The Environmental Audit Committee has re-launched an inquiry into the disposal and recycling of electronic waste.
E-waste is the fastest growing waste stream in the world, it has surged in recent years due to rising consumer demand and decreasing costs for electronic devices.
An estimated 50 million tonnes of electric waste was generated in 2018 and this figure is projected to more than double by 2050.
E-waste can contain up to 60 different metals and chemicals which can be hazardous if they contaminate soil or pollute water. However, the waste can also contain many valuable materials, which if disposed of correctly can be recovered and recycled.
Electronic waste in the UK is currently managed under the EU’s Waste Electrical And Electronic Equipment (WEEE).

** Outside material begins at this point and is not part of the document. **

PR #429, opened 2016-08-16
Hk tiny GitHub fixes #trivial

hanneskaeufler:
Just removed a tiny bit of duplication and fixed an insignificant typo 😇 I don't quite get the `issues` naming in there, aren't we talking about `comments` here?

DEFRA sets annual targets for the collection of the WEEE across a range of categories.
The inquiry will consider if these targets are achievable and will look at the challenges that UK producers face in meeting these targets.
It will also look at what action the government can take to prevent the illegal export of waste to the developing world and will consider if UK public awareness on e-waste is satisfactory and if not, how it can be improved.
Chairman of the environmental audit committee, Philip Dunne said: ‘From being woken by electronic alarm clocks and putting the kettle on, to working on laptops and messaging on our mobile phones, we are constantly using electric devices.
‘The desire to upgrade our devices continuously, coupled with the poor design of some products, is creating a growing mountain of electronic waste.
‘Many gadgets are wrongly discarded in household bins destined for the dump or incineration rather than recycling.
‘If the UK is to maintain its position as a world leader in protecting the environment, we have to manage our e-waste better and make the transition to a more efficient circular economy. This new inquiry will consider what consumers and industry can do to minimise e-waste and increase how much of it we resell or recycle.’
In related news, mobile phone company O2 has diverted over three million devices from landfills through its recycling program, which encourages consumers to dispose of their old phones sustainably and responsibly when upgrading.